Counting every line in the entries below where the word "takes" occurs, report how many there are. Give only that number.

**LISTED RECORDS:**
>>
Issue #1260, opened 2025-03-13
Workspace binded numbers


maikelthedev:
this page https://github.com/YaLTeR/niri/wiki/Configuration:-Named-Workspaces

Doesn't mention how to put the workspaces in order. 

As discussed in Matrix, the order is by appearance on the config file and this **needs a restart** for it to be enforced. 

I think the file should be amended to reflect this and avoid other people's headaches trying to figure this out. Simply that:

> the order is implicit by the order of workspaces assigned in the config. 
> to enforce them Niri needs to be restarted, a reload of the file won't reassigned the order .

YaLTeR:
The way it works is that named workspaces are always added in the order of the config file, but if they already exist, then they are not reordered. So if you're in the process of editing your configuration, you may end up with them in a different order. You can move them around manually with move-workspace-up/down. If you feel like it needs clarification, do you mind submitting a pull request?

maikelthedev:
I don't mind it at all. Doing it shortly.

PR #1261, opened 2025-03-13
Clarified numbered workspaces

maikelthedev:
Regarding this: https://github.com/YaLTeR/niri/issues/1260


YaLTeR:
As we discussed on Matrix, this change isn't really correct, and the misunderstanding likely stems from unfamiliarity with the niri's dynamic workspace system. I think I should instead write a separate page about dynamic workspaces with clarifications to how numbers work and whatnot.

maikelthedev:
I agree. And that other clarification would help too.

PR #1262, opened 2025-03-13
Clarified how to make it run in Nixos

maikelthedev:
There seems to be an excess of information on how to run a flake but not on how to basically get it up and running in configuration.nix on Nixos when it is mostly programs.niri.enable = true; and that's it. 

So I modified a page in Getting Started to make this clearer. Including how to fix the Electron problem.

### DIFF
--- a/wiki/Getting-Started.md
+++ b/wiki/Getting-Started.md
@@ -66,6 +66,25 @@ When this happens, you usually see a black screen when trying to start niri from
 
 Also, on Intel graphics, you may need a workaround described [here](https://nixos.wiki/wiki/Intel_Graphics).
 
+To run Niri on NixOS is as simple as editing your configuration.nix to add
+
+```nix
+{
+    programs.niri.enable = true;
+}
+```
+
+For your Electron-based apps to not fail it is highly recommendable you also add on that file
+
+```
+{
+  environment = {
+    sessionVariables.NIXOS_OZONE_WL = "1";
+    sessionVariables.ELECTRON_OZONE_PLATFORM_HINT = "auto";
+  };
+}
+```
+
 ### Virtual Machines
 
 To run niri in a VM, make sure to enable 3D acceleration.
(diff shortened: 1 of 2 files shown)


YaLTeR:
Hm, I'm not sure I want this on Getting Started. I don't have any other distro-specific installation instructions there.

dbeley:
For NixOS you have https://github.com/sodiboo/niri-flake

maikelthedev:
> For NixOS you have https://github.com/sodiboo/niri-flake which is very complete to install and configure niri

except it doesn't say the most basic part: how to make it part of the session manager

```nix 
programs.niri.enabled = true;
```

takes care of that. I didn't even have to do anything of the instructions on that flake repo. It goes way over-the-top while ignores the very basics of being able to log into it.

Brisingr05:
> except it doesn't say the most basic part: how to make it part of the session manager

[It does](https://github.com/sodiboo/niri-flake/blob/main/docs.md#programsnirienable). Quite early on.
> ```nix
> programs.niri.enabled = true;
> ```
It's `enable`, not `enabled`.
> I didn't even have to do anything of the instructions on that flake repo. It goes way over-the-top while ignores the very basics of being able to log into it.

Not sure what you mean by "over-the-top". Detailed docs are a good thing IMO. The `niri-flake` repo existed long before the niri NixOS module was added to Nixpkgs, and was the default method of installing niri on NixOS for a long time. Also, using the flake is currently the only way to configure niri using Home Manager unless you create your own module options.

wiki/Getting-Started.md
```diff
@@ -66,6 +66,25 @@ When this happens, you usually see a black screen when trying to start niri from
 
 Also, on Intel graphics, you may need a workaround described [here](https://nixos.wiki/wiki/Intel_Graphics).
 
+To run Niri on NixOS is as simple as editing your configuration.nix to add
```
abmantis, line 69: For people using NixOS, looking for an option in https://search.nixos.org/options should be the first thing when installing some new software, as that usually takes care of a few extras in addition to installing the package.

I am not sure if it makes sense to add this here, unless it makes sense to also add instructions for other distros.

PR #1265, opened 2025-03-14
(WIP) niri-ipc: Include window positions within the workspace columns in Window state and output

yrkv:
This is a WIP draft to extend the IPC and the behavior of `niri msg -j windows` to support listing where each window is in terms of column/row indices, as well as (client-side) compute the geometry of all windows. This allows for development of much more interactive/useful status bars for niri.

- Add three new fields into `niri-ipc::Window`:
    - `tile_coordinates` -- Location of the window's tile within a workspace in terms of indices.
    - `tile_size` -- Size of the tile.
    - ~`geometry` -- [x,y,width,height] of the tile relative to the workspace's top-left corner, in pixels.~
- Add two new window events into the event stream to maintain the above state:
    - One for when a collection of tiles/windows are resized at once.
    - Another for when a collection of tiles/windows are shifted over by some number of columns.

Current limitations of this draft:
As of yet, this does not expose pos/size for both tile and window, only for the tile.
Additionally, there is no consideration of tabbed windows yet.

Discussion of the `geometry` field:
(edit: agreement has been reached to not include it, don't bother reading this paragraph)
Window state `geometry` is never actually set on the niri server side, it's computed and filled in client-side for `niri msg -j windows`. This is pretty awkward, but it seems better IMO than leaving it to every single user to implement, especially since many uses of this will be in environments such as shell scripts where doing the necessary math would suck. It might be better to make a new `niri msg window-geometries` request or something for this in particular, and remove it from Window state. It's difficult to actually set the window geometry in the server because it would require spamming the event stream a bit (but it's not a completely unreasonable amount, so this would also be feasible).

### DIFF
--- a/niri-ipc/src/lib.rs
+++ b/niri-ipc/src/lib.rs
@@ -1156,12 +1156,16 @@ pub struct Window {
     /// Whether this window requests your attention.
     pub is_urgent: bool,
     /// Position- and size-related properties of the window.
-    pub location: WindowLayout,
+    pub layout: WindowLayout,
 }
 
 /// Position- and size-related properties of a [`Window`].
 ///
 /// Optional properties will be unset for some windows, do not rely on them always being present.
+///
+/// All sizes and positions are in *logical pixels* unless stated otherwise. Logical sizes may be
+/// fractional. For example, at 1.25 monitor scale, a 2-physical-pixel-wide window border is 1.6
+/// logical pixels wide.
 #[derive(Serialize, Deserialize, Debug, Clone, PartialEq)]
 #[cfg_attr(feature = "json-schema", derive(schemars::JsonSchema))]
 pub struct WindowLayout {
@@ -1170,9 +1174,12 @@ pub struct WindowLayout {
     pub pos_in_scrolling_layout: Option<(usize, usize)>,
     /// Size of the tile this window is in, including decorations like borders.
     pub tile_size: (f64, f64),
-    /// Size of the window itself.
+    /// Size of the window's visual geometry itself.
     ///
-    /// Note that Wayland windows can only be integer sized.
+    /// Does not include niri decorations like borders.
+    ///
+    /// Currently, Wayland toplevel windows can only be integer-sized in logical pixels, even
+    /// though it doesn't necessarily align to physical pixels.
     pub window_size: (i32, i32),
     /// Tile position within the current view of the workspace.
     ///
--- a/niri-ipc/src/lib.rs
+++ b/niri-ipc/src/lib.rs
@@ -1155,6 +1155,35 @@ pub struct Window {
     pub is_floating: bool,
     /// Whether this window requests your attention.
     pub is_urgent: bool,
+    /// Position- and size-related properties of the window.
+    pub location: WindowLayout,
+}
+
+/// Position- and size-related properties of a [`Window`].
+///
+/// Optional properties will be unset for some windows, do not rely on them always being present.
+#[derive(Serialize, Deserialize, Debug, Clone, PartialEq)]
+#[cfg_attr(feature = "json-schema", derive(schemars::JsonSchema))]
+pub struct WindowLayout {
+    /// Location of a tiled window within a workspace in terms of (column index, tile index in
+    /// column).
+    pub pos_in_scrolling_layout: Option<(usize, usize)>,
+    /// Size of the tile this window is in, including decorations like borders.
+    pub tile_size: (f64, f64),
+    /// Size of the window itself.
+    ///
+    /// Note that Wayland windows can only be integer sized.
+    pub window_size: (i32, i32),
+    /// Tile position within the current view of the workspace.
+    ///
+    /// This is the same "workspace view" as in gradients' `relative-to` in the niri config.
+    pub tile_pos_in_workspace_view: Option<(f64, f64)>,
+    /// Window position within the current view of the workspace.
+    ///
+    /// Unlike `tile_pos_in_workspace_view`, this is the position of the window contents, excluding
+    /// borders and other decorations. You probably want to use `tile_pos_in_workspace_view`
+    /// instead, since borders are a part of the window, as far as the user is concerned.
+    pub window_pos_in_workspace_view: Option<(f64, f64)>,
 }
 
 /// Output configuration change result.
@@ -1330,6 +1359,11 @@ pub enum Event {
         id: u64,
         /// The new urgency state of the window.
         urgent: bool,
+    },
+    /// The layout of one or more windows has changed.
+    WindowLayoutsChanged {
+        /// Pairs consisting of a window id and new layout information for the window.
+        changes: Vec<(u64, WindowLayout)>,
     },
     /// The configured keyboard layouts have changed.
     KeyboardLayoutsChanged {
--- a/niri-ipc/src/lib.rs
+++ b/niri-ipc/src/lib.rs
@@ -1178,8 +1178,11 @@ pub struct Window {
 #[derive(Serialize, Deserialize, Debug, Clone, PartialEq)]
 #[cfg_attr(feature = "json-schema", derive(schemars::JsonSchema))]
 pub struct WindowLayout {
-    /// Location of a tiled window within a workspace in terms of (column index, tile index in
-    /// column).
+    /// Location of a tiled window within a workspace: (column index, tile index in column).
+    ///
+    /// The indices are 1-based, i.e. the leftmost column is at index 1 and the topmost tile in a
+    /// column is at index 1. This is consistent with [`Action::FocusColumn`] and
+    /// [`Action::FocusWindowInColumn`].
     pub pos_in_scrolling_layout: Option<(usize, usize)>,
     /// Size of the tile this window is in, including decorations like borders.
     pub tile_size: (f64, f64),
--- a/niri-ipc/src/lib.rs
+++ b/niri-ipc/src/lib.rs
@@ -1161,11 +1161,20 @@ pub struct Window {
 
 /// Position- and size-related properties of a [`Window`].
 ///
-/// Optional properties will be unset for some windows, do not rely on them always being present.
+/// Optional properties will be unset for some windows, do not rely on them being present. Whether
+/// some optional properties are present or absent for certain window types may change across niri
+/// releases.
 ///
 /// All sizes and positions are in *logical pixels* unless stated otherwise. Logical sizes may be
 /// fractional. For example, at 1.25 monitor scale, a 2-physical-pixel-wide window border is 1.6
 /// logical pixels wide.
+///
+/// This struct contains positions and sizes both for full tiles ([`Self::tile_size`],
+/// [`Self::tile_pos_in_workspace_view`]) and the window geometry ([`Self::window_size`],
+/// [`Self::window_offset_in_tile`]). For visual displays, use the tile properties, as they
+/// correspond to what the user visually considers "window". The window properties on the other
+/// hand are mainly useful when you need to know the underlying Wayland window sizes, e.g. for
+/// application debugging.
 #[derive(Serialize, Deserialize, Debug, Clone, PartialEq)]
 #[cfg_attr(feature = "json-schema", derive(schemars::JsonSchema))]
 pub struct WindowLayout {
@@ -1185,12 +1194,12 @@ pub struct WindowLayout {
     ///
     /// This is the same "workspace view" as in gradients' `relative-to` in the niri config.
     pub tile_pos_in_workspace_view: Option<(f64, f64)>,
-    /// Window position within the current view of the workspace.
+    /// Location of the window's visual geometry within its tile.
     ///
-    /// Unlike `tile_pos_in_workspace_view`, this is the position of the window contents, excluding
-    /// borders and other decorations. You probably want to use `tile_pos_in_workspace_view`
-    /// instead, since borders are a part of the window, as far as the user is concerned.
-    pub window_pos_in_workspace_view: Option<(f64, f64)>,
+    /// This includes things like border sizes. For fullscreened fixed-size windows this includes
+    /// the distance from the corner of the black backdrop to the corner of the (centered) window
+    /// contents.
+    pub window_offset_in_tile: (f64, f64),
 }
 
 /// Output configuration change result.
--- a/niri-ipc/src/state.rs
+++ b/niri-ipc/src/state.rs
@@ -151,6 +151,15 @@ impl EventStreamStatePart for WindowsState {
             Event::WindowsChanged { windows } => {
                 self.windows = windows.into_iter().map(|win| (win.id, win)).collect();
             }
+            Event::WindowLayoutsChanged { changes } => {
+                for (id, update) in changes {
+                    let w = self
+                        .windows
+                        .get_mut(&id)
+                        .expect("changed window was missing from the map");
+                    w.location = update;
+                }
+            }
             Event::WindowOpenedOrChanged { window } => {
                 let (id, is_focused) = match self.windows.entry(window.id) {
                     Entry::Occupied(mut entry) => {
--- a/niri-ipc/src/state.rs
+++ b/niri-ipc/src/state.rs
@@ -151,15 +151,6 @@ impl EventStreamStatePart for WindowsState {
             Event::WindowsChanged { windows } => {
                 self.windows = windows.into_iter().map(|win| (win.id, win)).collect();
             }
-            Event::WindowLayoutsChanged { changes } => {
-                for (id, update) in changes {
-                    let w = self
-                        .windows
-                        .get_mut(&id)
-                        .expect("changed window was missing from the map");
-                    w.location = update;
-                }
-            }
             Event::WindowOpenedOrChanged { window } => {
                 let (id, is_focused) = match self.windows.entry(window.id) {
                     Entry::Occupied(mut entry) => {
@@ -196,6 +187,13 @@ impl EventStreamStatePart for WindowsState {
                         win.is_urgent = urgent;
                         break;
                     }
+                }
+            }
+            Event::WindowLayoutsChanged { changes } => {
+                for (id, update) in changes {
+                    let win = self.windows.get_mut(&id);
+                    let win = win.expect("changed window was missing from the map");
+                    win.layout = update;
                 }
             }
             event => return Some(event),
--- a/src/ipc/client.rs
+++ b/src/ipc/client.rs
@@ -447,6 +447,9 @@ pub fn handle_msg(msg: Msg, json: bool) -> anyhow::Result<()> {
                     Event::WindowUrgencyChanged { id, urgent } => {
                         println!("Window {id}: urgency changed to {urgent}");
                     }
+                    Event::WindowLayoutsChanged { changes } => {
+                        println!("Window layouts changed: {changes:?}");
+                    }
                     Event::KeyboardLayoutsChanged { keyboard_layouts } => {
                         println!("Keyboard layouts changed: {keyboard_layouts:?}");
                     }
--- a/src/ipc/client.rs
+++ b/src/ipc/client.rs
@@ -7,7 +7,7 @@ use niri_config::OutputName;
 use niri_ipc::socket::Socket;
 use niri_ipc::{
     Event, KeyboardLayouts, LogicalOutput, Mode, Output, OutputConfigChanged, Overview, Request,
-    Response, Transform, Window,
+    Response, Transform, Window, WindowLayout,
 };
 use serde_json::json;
<<
**RESPONSE TO THE EXERCISE:**
2